I have no experience with tree frogs except for a RTF about 10 years ago.
BTW- I lived in Tulsa 20 years ago when going to Oral Roberts University


Jason


----------



## heatfreakk3 (Oct 15, 2008)

cool thanks eeryone, oh thats awesome that u lived in tulsa


----------



## lostfrog (Mar 2, 2009)

*Re: which one - tree frog*

I would recommend the lecus frog. That was my first frog and they broke me into the frog world. I will always miss "stumpy", he was my first frog. Of course I also learned about what happens to your frog when the UV lamp is a little to powerful for the size of his environment.... I learned my lesson from that one.


----------



## Julio (Oct 8, 2007)

*Re: which one - tree frog*

darts frogs hands down, tree frogs require a large vivarium in my opinion since they are very active at night and are much larger than darts.


----------



## frogparty (Dec 27, 2007)

Because its a vert I will vote neither. Need more floor space for leucs. Why not something more arboreally minded?


----------



## heatfreakk3 (Oct 15, 2008)

I thought that luecs were recomended verts since luecs are big climbers, also tree frogs are climbers i think as well but i think i will get luecs. Now the second question, does anyone have any luecs for sale when i get the tank? haha


----------



## frogparty (Dec 27, 2007)

my leucs do like to climb, but still spend 80 percent of their time on the ground. I have a hex for them thats 20" wide at its widest and 24" tall, with climbing options and plants at multiple levels. They still use the ground the most, especially the females who are getting too fat to be good climbers


----------



## heatfreakk3 (Oct 15, 2008)

oh haha ok, thanks for info


----------



## frogparty (Dec 27, 2007)

I guess how many you plan to have i there is a factor as well. I have 4 in my hex approx 32 gal. no background for 360 degree viewing tree in the middle to climb goes all the way to the top. O f course now that I posted that they are usually on the ground, 3 of 4 are in their ghostwood tree


----------



## heatfreakk3 (Oct 15, 2008)

I will have probably 2 luecs


----------



## frogparty (Dec 27, 2007)

I guess it'll work. I obviously dont give mine 10 gal/frog. but I have used my space very well, and the cubic feet available for frog use percentage is very high for lack of background. Use it for now, then stick some thums inthere whern you get more experienced. The leucs will like more space to move. Mine are very active and inquisitive. Always on the go, checking stuff out. you know having a frog party


----------



## yours (Nov 11, 2007)

I voted treefrog....because a ten vertical isn't as good an option with beginner dart frogs as one would like.....now perhaps a 15 or 20 gallon would be better, for the species all ready listed (leucomelas, azureus, tinctorius, auratus, etc)....

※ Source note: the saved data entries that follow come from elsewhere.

PR #147, opened 2020-06-30
Move start from extension to interface method

Jawnnypoo:
Presently, it is difficult to mock the entire output of a Formula using Mockito, due to `start` being an extension method, instead of an actual method on the `Formula` interface. Something like this:
```
val formula = mock<TaskListFormula>()
whenever(formula.start(any<TaskListFormula.Input>())).thenReturn(
   Observable.just(TaskListRenderModel(items = emptyList(), filterOptions = emptyList()))
)
```
would throw this exception:
```
java.lang.IllegalArgumentException: Parameter specified as non-null is null: method com.instacart.formula.RuntimeExtensionsKt.start, parameter input
	at com.instacart.formula.RuntimeExtensionsKt.start(RuntimeExtensions.kt)
	at com.examples.todoapp.tasks.TaskListFormulaTest.test start override(TaskListFormulaTest.kt:40)
```
With the introduction of Java 8 compilation, we can move the methods within `RuntimeExtensions.kt` into the `Formula` class, and therefore mock them easily (see [here](https://github.com/instacart/formula/compare/jawn/start-as-method?expand=1#diff-e0909e85cf9a0b62ed86651c37c81281R39))

### DIFF
--- a/formula/src/main/java/com/instacart/formula/FormulaRuntime.kt
+++ b/formula/src/main/java/com/instacart/formula/FormulaRuntime.kt
@@ -15,7 +15,7 @@ import java.util.LinkedList
 /**
  * Takes a [Formula] and creates an Observable<RenderModel> from it.
  */
-class FormulaRuntime<Input : Any, State, RenderModel : Any>(
+class FormulaRuntime<Input, State, RenderModel>(
     private val threadChecker: ThreadChecker,
     private val formula: Formula<Input, State, RenderModel>,
     private val childManagerFactory: FormulaManagerFactory,
@@ -26,7 +26,7 @@ class FormulaRuntime<Input : Any, State, RenderModel : Any>(
         /**
          * RuntimeExtensions.kt [start] calls this method.
          */
-        fun <Input : Any, State,  RenderModel : Any> start(
+        fun <Input, State,  RenderModel> start(
             input: Observable<Input>,
             formula: Formula<Input, State, RenderModel>,
             childManagerFactory: FormulaManagerFactory = FormulaManagerFactoryImpl()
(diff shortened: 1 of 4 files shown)


formula/src/main/java/com/instacart/formula/RuntimeExtensions.kt
```diff
@@ -1,17 +1,22 @@
+@file:Suppress("DeprecatedCallableAddReplaceWith")
```
Jawnnypoo, line 1: Supressing `ReplaceWith`, since the extension method is becoming a method on the class, there is no replacement to make, just a deletion of an import (which unfortunately, `ReplaceWith` does not cover).

formula/src/main/java/com/instacart/formula/FormulaRuntime.kt
```diff
@@ -153,4 +153,8 @@ class FormulaRuntime<Input : Any, State, RenderModel : Any>(
             }
         }
     }
+
+    private fun <T> checkAnyNotNull(value: T?): T {
+        return checkNotNull(value as Any?) as T
+    }
```
Jawnnypoo, line 159: This check is needed, since we have to change `Input : Any` and `RenderModel : Any`, to make `FormulaRuntime` compatible with the types defined within `Formula`. Otherwise, we would have to change over to `Input : Any` and `RenderModel : Any` in all classes that extend `Formula`.

carrotkite:
### JaCoCO Code Coverage 76.64% :white_check_mark:
|:---|:---:|:---:|:---:|
| `com/instacart/formula/FormulaRuntime` | 87% | 0% | :white_check_mark: |


</p>

Laimiux:
I'm not certain about this change, will need to think about it for a bit.

Laimiux:
I was hoping to keep the runtime which exposes RxJava Observable out of the Formula interface. This would allow in the future to provide alternative runtimes such as co-routines.

Jawnnypoo:
Very good points, closing in favor of https://github.com/instacart/formula/pull/148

If you go for a couple squirrel tree frogs or a green tree, a ten gallon vertical would be fine...and they are beginner as well  Just make sure to provide a little bowl of water that they can dip into at night, changed daily of course! You could then go for a screen top, half covered with saran wrap for ventilation.....mist daily, feed three times a week and you're set! 


Alex


----------



## georgiekittie (Jan 27, 2009)

*Re: which one - tree frog*



Julio said:


> darts frogs hands down, tree frogs require a large vivarium in my opinion since they are very active at night and are much larger than darts.


I second that. I think it's cruel to keep arboreal species in a 10gal. It's just not natural. They'll be much happier in a taller tank.


----------



## Dendro Dave (Aug 2, 2005)

You already know my vote is for the luecs to go in the 10 horizontal, but your tank, your frogs...i'll sell ya whatever  But i honestly would be reluctant to sell you the luecs to put in there. As froglets they'd be fine there for awhile, and you did mention you might move them to a larger tank when they grew, which i hope you do if you get them...but thats someone elses moral delimma


----------



## heatfreakk3 (Oct 15, 2008)

ya i was thinking the vertical tank though, would that be enough room or no? I have other frogs in horizantal ones and that seems big enough but would a vert be too small for luecs?


----------



## kamazza (Sep 2, 2008)

I vote neither, unless you do a single leuc that is. I think they really need 15-20 gallons minimum for a pair IMO. I have 2 in a 20gallon and they use every nook and cranny...I might need to go bigger here down the road cuz they are busy little boogers. About the treefrogs, I think if you were to get a smaller species, like the squirrel and green treefrogs mentioned above, you could get away with one maybe 2 but I wouldn't recommend it. Plus, they're mostly nocturnal so you wont see them much anyway. I think you need more experience for thumbs, I wont touch them for a few years when I have some more experience. If anything get a single leuc and maybe down the road get a bigger tank and find it a mate/friend


----------



## heatfreakk3 (Oct 15, 2008)

someone gave me a red mark for asking what frog to put in a 10 gallon tank? Whoever did it why? I was not arguing or anything at all, i was just asking for a simple question and when someone gave me an answer i thanked them....


----------



## frogparty (Dec 27, 2007)

who cares about the rep points? Just keep on keepin on.


----------



## evolvstll (Feb 17, 2007)

I got a thrashing of a mark on the rep also for saying it was alright to tell a beginner to put a pair of leucs or tincs in a 10. It is alright, as we all have different opinions though. I do agree that larger tanks would be better. There are many breeders out there that keep and breed a majority of their frogs in 10's. 
The funny thing is the leuc in the picture was in a 10 horizontal for years. This picture was taken a while back while he was in the 10. I have since added another male to the pair and moved to a larger tank. You can search my past posts to find the actual date I first posted the pict of this leuc transporting...................


----------



## heatfreakk3 (Oct 15, 2008)

oh ok well i wont care, i was just wonderin why someone would do that


----------



## Dendro Dave (Aug 2, 2005)

Dendro Dave said:


> You already know my vote is for the luecs to go in the 10 horizontal, but your tank, your frogs...i'll sell ya whatever  But i honestly would be reluctant to sell you the luecs to put in there. As froglets they'd be fine there for awhile, and you did mention you might move them to a larger tank when they grew, which i hope you do if you get them...but thats someone elses moral delimma


OMG i just got a red mark for this post.....Here is the comment left.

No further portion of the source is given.